Thursday, June 16, 2016

The Book of Pearl (Translated from the French)
Le Livre de Perle (The Book of Pearl), Timothēe De Fombelle
Well, I read this in a day!  I felt like I was swimming in a well-established fairy tale that had somehow escaped me all my life.  It was engaging and tasteful and came together like a tidy tapestry.
  • The writing and pacing were so accessible and measured respectively that I found it easy to slide into this world and stay there.  I read for an hour or so in the afternoon and then finished the book after the girls were in bed.  I wanted to see the tale from beginning to end within the day -- that felt right.  It wasn't riveting or pulse-altering like some other books I've read, but I think that is because it was gentler; and
  • It was so refreshingly tasteful!  Not only was there no swearing, sensuality, drug use, or graphic violence, it was also simply in good taste.  There are boys and girls interested in each other, there are villains interested in bringing harm to heroes and robbing the vulnerable of free will, and there is peril -- yet not once, was the line of indecency crossed.  The themes are inoffensive and heart-warming and the violence is reported rather than described.  I really respect what De Fombelle has achieved.  It was what I was hoping for from Pullman (I was disappointed there).
  • The narrative isn't told chronologically.  Yet - YET (don't let me lose you) - this is never overwhelming.  It is more of a flashback, cut-away elsewhere, flash-forward again, and cut-back type of pattern.  Because the number of characters is very manageable and the worlds are made easy to navigate, it's pleasant to see the past, future and intersecting worlds resolve into one.  It is very manageable.  It is the kind of flashing-back and cut-away you expected from fairy tales -- the Beast is in the tower because (detail detail)... and Belle is meanwhile in the village (detail detail)...  This also plays out very cinematically, mentally, for me.

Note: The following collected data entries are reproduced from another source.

PR #4863, opened 2025-09-26
fix redirect to extensions page after deeplink install and show toast with success message

zanesq:
Noticed extension deeplinks weren't redirecting to the extensions page. Also noticed that the extension is not automatically activated simply by going back to chat route and only activated in a completely new session so we need to address that.

For now I added a toast with more info to start a completely new session to activate the extension. I also considered not enabling the extension and letting the user activate it manually but that adds another step.

NOTE: there is an issue currently where refreshing the app after installing from a deeplink starts the deeplink again (same with recipe deeplinks) we should follow up and fix that in another PR

### DIFF
--- a/ui/desktop/src/components/ExtensionInstallModal.tsx
+++ b/ui/desktop/src/components/ExtensionInstallModal.tsx
@@ -47,6 +47,14 @@ interface ExtensionInstallModalProps {
 
 function extractCommand(link: string): string {
   const url = new URL(link);
+
+  // For remote extensions (SSE or Streaming HTTP), return the URL
+  const remoteUrl = url.searchParams.get('url');
+  if (remoteUrl) {
+    return remoteUrl;
+  }
+
+  // For stdio extensions, return the command
   const cmd = url.searchParams.get('cmd') || 'Unknown Command';
   const args = url.searchParams.getAll('arg').map(decodeURIComponent);
   return `${cmd} ${args.join(' ')}`.trim();
--- a/ui/desktop/src/components/settings/extensions/deeplink.ts
+++ b/ui/desktop/src/components/settings/extensions/deeplink.ts
@@ -88,7 +88,8 @@ function getStreamableHttpConfig(
   name: string,
   description: string,
   timeout: number,
-  headers?: { [key: string]: string }
+  headers?: { [key: string]: string },
+  envs?: { [key: string]: string }
 ) {
   const config: ExtensionConfig = {
     name,
@@ -97,6 +98,7 @@ function getStreamableHttpConfig(
     description,
     timeout: timeout,
     headers: headers,
+    envs: envs,
   };
 
   return config;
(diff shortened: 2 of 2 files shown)


ui/desktop/src/App.tsx
```diff
@@ -316,6 +316,7 @@ export function AppInner() {
   const [didSelectProvider, setDidSelectProvider] = useState<boolean>(false);
 
   const navigate = useNavigate();
+  const setView = useMemo(() => createNavigationHandler(navigate), [navigate]);
```
DOsinga: we have this pattern N times now, we can probably do something less repetitive

ui/desktop/src/components/ExtensionInstallModal.tsx
```diff
@@ -41,6 +42,7 @@ interface ExtensionModalConfig {
 
 interface ExtensionInstallModalProps {
   addExtension?: (name: string, config: ExtensionConfig, enabled: boolean) => Promise<void>;
+  setView?: (view: View, options?: ViewOptions) => void;
```
DOsinga: should this be optional?

ui/desktop/src/components/settings/extensions/deeplink.ts
```diff
@@ -193,6 +193,15 @@ export async function addExtensionFromDeepLink(
...
+
+    // Show success toast and navigate to extensions page
+    toastService.success({
+      title: 'Extension Installed',
+      msg: `${config.name} extension has been installed successfully. Start a new chat session to use it.`,
+    });
+
+    // Navigate to extensions page to show the newly installed extension
+    setView('extensions', { deepLinkConfig: config, showEnvVars: false, extensionId: config.name });
   } catch (error) {
```
DOsinga: maybe drop the catch

ui/desktop/src/components/settings/extensions/deeplink.ts
```diff
@@ -180,9 +180,9 @@ export async function addExtensionFromDeepLink(
     config.type === 'streamable_http' && config.headers && Object.keys(config.headers).length > 0;
 
   if (hasEnvVars || hasHeaders) {
-    console.log('Environment variables or headers required, redirecting to settings');
+    console.log('Environment variables or headers required, redirecting to extensions');
     console.log('Calling setView with:', { deepLinkConfig: config, showEnvVars: true });
-    setView('settings', { deepLinkConfig: config, showEnvVars: true });
+    setView('extensions', { deepLinkConfig: config, showEnvVars: true });
```
DOsinga, line 195: we're now going to extensions whether you had this set or no. but in the second case we provide the extensionId. what's the difference? and also can we unify the two paths?

ui/desktop/src/components/settings/extensions/deeplink.ts
```diff
@@ -193,6 +193,15 @@ export async function addExtensionFromDeepLink(
     // It will be activated when the next session starts
     console.warn('Extension will be added to config but requires a session to activate');
     await addExtensionFn(config.name, config, true);
+
+    // Show success toast and navigate to extensions page
+    toastService.success({
+      title: 'Extension Installed',
+      msg: `${config.name} extension has been installed successfully. Start a new chat session to use it.`,
+    });
```
DOsinga: I dont think we need the toast and the log

DOsinga (approved):

ui/desktop/src/components/settings/extensions/deeplink.ts
zanesq: Good catch, should probably send extensionId in both cases will update 👍

zanesq: Changed to use the `name` from `deepLinkConfig` instead of passing `extensionId` separately since thats what extensionId was anyway :) not sure what you meant by unify the paths, in this case it returns after because it doesn't need to call  `addExtensionFn` and the toast message is shown after the modal installation in this case

ui/desktop/src/App.tsx
zanesq: done but added your favorite a new hook unless you have better ideas

amed-xyz (approved):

  • The blurbage and synopsis suggest love story, and this is very much a story about love, but it is not a book filled with swooning, courtship, and romance -- it is more about the legacy of a love story, and the life-lived because of having loved.  I think someone who goes in for one kind of love story would be a touch disappointed while another who avoids the same might be pleasantly surprised.   In fact, if I think too long on the foundation for this love, it is my biggest (and only actual) beef with the book -- but if I consider it as a given to tell the after-tale, I'm fine with it.
  • I have very mixed feelings about the cover.  I think it is beautiful. I also understand the concepts that have been pulled and synthesised.  But I think the French cover does better to appeal to a mixed audience (it features a loose illustration of stacks of suitcases).  Having the world "Pearl" in the title likely already gives pause to some male readers who are unsure they'll find a male voice they can relate to within, but the inclusion of fairy as a dominant image tips things over the edge for many a hesitant hand. But you know what?  I think this is more about the male protagonist (and other males)!  So I'm worried that young men who would have loved this book will pass it by.  The fairy is central, but this is not a "fairy book" or girls' story, it is a strong fairy tale...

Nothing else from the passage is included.